Stored items:
Issue #218, opened 2018-02-25
Write tests for everything ever


RogeredBacon:
We need tests for everything; this is the issue

astroash:
Relates #89

eliascodes:
Not sure how this is more specific than #89 (or #127), but at this stage I'll let it go 😅

astroash:
@RogeredBacon can this issue be closed?

RogeredBacon:
Has everything ever been tested?

astroash:
Fair point.

eliascodes:
This can never be closed, so I'm closing it.

PR #219, opened 2018-02-25
[WIP] Added tests for /api/user/name-from-scan route.

RogeredBacon:
I've been going through the non-admin authenticated routes in the router.js.

Because the route is authenticated I'm getting jwt related errors when I try to run the tests. I need to generate a jwt, I think, to be able to access the routes.

I'm not confident with testing and would appreciate it if you guys could have a look and tell me how I would go about fixing the issue. Once this is sorted I'll apply the fix to my other tests and hopefully that should be all of the non-admin authenticated routes tested.

#218


tests/routes_tests/visitor_name.test.js
```diff
@@ -0,0 +1,56 @@
...
+    .expect(res => res.json().fullname)
+    .end((err, res) => {
+      t.ok(res === 'james bond', 'Hash is viable and found in database');
+      t.end();
+    });
+});
+
+test('POST /api/user/name-from-scan | non-viable hash ', (t) => {
+  const failPayload = {
+    hashToCheck: 'Im faily sure, though not positive, that this is not a hash',
```
eliascodes: 😆

RogeredBacon:
I've added the token as you said in (1) which has solved the jwt warnings I was getting. However I'm getting 500 errors now, even when I'm not calling the database.

I think this might have something to do with the mw_is_authenticated.js file and its query, though I'm not sure. Would you please mind having a look and telling me what you think.

RogeredBacon:
>  POST /api/user/name-from-scan 500 37.367 ms - 1420

>       operator: ok
>       expected: true
>       actual:   false
>       at: Test.request.post.set.send.expect.expect.expect.end (/home/rogeredbacon/Documents/DataPower/tests/routes_tests/visitor_name.test.js:21:9)
>       stack: |-

^ Is the only logging I can see. I'm not sure what's causing it, but when I change the credentials in the jwt, to be wrong, I can see the error message in the reject you mentioned, 'no results found'. It seems like otherwise the query is working fine?

tests/routes_tests/visitor_name.test.js
```diff
@@ -0,0 +1,66 @@
...
+  };
+  request(app)
+    .post('/api/user/name-from-scan')
+    .set('authorization', token)
+    .send(successPayload)
+    .expect(200)
+    .expect('Content-Type', /json/)
+    .expect(res => res.json().fullname)
+    .end((err, res) => {
+      t.ok(res === 'james bond', 'Hash is viable and found in database');
```
eliascodes: Instead of using `t.ok` to check if two things are equal, you should use the provided `t.equal`. It's more readable, and gives you more useful output in case of failure compared to the `expected: true, actual: false` you're getting now.

tests/routes_tests/visitor_name.test.js
```diff
@@ -0,0 +1,66 @@
...
+  };
+  request(app)
+    .post('/api/user/name-from-scan')
+    .set('authorization', token)
+    .send(failPayload)
+    .expect(400)
+    .expect('Content-Type', /json/)
+    .expect(res => res.json().fullname)
+    .end((err, res) => {
+      t.notOk(res === 'Bad hash', 'Validation returned output of "Bad Hash"');
```
eliascodes: Similarly, `t.notEqual` instead of `t.notOk`

tests/routes_tests/visitor_name.test.js
eliascodes: When debugging, your job is to trace the problem back from where it appears to where is has originated from. Your instinct should always be to think about how to try and get more information on what is being returned or calculated at every step. 

In your case, your assertion is expecting `true`, but receiving a `false`. This is because the comparison fails. Your first port of call should be to look at what you're actually getting back in `res` and see what that tells you about where in the backend code the response must have come from.

RogeredBacon: ah thanks, I'll do that. Though now I think I'm getting too much information haha

astroash: Just to join in, I feel like line 19 should be completed in the `.end` to be more readable  . It feels weird using `.expect` like middleware.

RogeredBacon: Yeah turns out it wasn't actually doing anything anyway so I've taken it out

RogeredBacon:
Well, I've got them working locally but now travis is saying that that there's a relation error with the database. God dammit

eliascodes:
@RogeredBacon your test database wont be build automatically, you need to actually make sure that happens yourself. Checkout the tests that Finn added (specifically the `database_rebuild.js` file).

tests/getVisitsFilteredBy.test.js
```diff
@@ -149,34 +149,34 @@ test('Sorts by field', async (t) => {
...
+    const filterByMale = await visitorsFiltered(1, {
       filterBy: ['gender@male'],
     });
 
-    const sortByBadValue = await visitorsFiltered(2, {
+    const sortByBadValue = await visitorsFiltered(1, {
       orderBy: 'badvalue',
     });
 
     t.deepEqual(sortByYear, sortedByYear, 'Sorts by year');
```
RogeredBacon: This test here is not working. I'm getting back what I want however the 'sortedByYear' function seems to just be returning the results in a random order rather than sorted and I'm not sure why. So the 'actual is correct however the 'expected' is not.

RogeredBacon:
It seems like the ENV variables are causing grief, Travis is failing because of the postmark secret. Is this what you mentioned earlier @eliascodes ?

INSTRUCTIONS FOR THE TASK: The lines to copy run from the start of the records above through the line holding "Because the route"; give them exactly, both ends included, and nothing else.

WRITTEN SOLUTION:
Issue #218, opened 2018-02-25
Write tests for everything ever


RogeredBacon:
We need tests for everything; this is the issue

astroash:
Relates #89

eliascodes:
Not sure how this is more specific than #89 (or #127), but at this stage I'll let it go 😅

astroash:
@RogeredBacon can this issue be closed?

RogeredBacon:
Has everything ever been tested?

astroash:
Fair point.

eliascodes:
This can never be closed, so I'm closing it.

PR #219, opened 2018-02-25
[WIP] Added tests for /api/user/name-from-scan route.

RogeredBacon:
I've been going through the non-admin authenticated routes in the router.js.

Because the route is authenticated I'm getting jwt related errors when I try to run the tests. I need to generate a jwt, I think, to be able to access the routes.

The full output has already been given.